またこの二作は、いずれも主人公が過去にタイムトラベル(という言葉で明示されているわけではないが)を行うという意味でも共鳴する。そして、主人公の行動は、過去、およびそこから派生する現在から未来に影響を与えたわけでもない。あくまでも「変わらない」円環のなかで、彼らの物語も幕を閉じる。しかし、彼らの置かれた一見厳しげな状況に反して、その表情はどこか満ち足りており、作品の読後感も、不思議な温かさを感じる。
いや、ここにあるのは「救い」ではない。結局のところ、「変わらない」というそれ自体絶望的な状況が前提のなかでは、私たちは慰めのために「救い」を勝手に見出し、そこに勝手な希望を感じて満足しているというだけなのだ――そのような指摘はあるかもしれない。筆者もそう言われれば、とっさに反論はできないとは思う。
しかし、こうも思う。そもそも「救い」とは、明確な基準があるものではなく、まさに私たちの非合理な、身勝手な思考に左右されるものなのだ、と。
『旅人還る』においては、最初から最後まで「変わらない」世界が描かれる。
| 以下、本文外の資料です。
PR #9208, opened 2025-09-11
Fix: Correctly handle unsupported SwapChain flags

z3moon:
FSwapChain initialization logic would filter out unsupported flags but would incorrectly use the original, unfiltered flags when creating the swap chain.

This commit ensures the filtered flags are passed to the driver. It also adds the warning to log which ones are removed.

BUGS=[433327615]

### DIFF
--- a/filament/src/details/SwapChain.cpp
+++ b/filament/src/details/SwapChain.cpp
@@ -36,13 +36,12 @@ namespace filament {
 namespace {
 
 utils::CString getRemovedFlags(uint64_t originalFlags, uint64_t modifiedFlags) {
+    const uint64_t diffFlags = originalFlags ^ modifiedFlags;
     utils::CString removed;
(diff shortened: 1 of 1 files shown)


filament/src/details/SwapChain.cpp
```diff
@@ -31,14 +33,31 @@
 
 namespace filament {
 
+namespace {
+
+utils::CString getRemovedFlags(uint64_t originalFlags, uint64_t modifiedFlags) {
+    utils::CString removed;
+    if ((originalFlags & backend::SWAP_CHAIN_CONFIG_SRGB_COLORSPACE) &&
+        !(modifiedFlags & backend::SWAP_CHAIN_CONFIG_SRGB_COLORSPACE)) {
```
poweifeng: I think you can just do an xor here?

z3moon: Yeah makes sense. Updated.

PR #9214, opened 2025-09-12
Free List UB: Undefined Behavior due to object lifetime issues

### LINKED ISSUE #9210: Free List UB: Undefined Behavior due to object lifetime issues
**The Problem**

The function `FreeList::push` performs a `static_cast `from `void*` to `Node*`

`Node* const head = static_cast<Node*>(p);` -> doesn't start Node lifetime
`head->next = mHead;` -> UB`

Accessing non-static members like `head->next` on a pointer to non-existent objects is a violation of the C++ object lifetime rules [basic.life].

**Solution**
The correct way to handle this is to use **placement new**/**std::launder** to explicitly construct the Node object in the provided memory. This ensures the object has a valid lifetime before its members are accessed.

**NB**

主人公は銀河を抜け、銀河を抜け、どこまでも等質な宇宙の旅を続ける。文字通り「無」の見開きに象徴的なように、その「変わらなさ」は主人公の精神を蝕んできたことが見受けられる。しかし、最後にその「変わらなさ」によって、主人公の前には不意に明るさが訪れる。『旅人還る』は多くの作品で「変わらなさ」を変奏してきた藤子・F・不二雄が、もっとも「変わらなさ」の持つ両義性に向き合った作品と言えるのではないだろうか。
※なお、タイトルは「帰る」ではなく「還る」。常用外の表現だが、たとえば「自然に還る」「土に還る」など、「帰る」よりも、根源的な存在に立ち返るといった意味合いが強い。本作を読んだあとに改めてタイトルを見ると、この「還る」には、最終的に主人公のたどり着く地点への示唆が鋭く含まれていることがわかる。